Undergraduate essay contest on ‘Literature that Changed My Life’
The Cultural Agents Initiative, the Office of the Dean for the Humanities in the Faculty of Arts and Sciences, and the Harvard University Press have announced an undergraduate essay contest to explore the impact of literature on individual lives.
“Students from all academic disciplines are invited to enter the contest,” said Doris Sommer, director of the Cultural Agents Initiative. “I would venture that all students, regardless of their academic focus, have been moved and provoked by a work of fiction, a poem, or a play. Creative writing explores experiences and perceptions, so that literature is often an adventure. It is not so much a distraction as a stretch of the imagination.”

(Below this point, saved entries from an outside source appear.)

PR #516, opened 2019-04-24
Objective-C Support

bclymer:
## Pre-Read

This PR isn't 100% ready to be merged. For example, `ENV_VARS` still exists, the `.podspec` still points to my fork, etc. This PR is just going up in order to:

1) Promote discussion about the possibility of Objective-C support for the main R.swift repo.
2) Welcome normal code review feedback.

If the concept is accepted, I will get another branch that excludes some of the unnecessary changes up and ready.

## What Is This?

This PR adds support for generating Objective-C compatible code that directly references the existing generated Swift code. For example, in Swift you can access an image like so:

```
R.image.conflicting()
```
Now, in Objective-C you can call
```
[RObjc image_conflicting];
```
and you will get the same `UIImage?` back.

You can also call
```
[RObjc image_conflictingWithCompatibleWith:traitCollection];
```
Two Objective-C compatible functions get generated for most Swift functions. The first with the minimal amount of parameters, and the other with all parameters. Since Objective-C doesn't have default values, this cleans up usage significantly. In the case where the minimum number of parameters is equal to all parameters (such as strings with required formatting inputs), only one function is generated.

The same type of support exists for all types that R.swift supports with the exception of `TypedStoryboardSegueInfo` for obvious incompatibility reasons.

## How Do I Use It?

Generating Objective-C compatible code is possible by appending `--objc` to your command line arguments. This means the generate is **opt-in** and will not affect most projects.

As stated above, most existing `R.x.y` calls have been ported to `[RObjc x_y]`. It should be as simple as adding `#import Project-Swift.h` to the Objective-C file you want to utilize R.swift in.

In addition, the generated header contains `@available(swift, obsoleted: 1.0, message: "Use R. instead")`, preventing Swift usage of the Objective-C compatible code.

### TypedStoryboardSegueInfo

As mentioned above, this type of structure isn't compatible with Objective-C, so these are excluded.

### Invalid File Names

Files with invalid names are not generated. For example the following will not be ported.
```
static func `__FILE__`(_: Void = ()) -> Foundation.URL?
```

### Validate Functions

Validate functions are not ported. I really just didn't see the point in doing it. I think it would be trivial to add back.

### Deprecated Functions

They're deprecated anyway, so why port them?

## Example R.generated.swift

This is only the Objective-C compatible part, it is created from the example app provided in the repo.

https://gist.github.com/bclymer/fa19c0b7260cc561b8dfce2b0e26385a

### DIFF
--- a/ENV_VARS
+++ b/ENV_VARS
@@ -1,3 +1,7 @@
+Arguments:
+generate "../../ResourceApp/R.generated.swift" --objc
+
+Env Vars:
 PRODUCT_BUNDLE_IDENTIFIER=nl.mathijskadijk.ResourceApp
 SCRIPT_INPUT_FILE_COUNT=1
 SCRIPT_INPUT_FILE_0=./temp/rswift-lastrun
--- a/ENV_VARS
+++ b/ENV_VARS
@@ -1,0 +1,14 @@
+PRODUCT_BUNDLE_IDENTIFIER=nl.mathijskadijk.ResourceApp
+SCRIPT_INPUT_FILE_COUNT=1
+SCRIPT_INPUT_FILE_0=./temp/rswift-lastrun
+SCRIPT_OUTPUT_FILE_COUNT=1
+SCRIPT_OUTPUT_FILE_0=../../ResourceApp/R.generated.swift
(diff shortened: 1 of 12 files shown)


bclymer:
Well I forgot that any merges I made into my fork would just appear in this PR. Going to close since there was no activity in 22 days anyway.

Entries will be judged by a diverse panel selected by the dean of the humanities and the Cultural Agents Initiative, consisting ofa specialists in the humanities and beyond. For the first contest, the panel of judges will be headed by John Stauffer, professor of English and American literature and language and African and African American studies. The other judges on the panel are David Edwards, Gordon McKay Professor of the Practice of Biomedical Engineering; Judith Ryan, Robert K. and Dale J. Weary Professor of German and Comparative Literature; and Doris Sommer. In future years, students will also form part of the judging panel.
The author of the winning essay will receive a prize of $500 worth of Harvard University Press books.
Students interested in entering the contest should submit an essay of less than 600 words to Case Kearns, Literature Essay Contest, Department of English, 12 Quincy Street, Cambridge, MA 02138. The deadline for submissions is Feb. 16. The winner and finalists will be announced on April 2.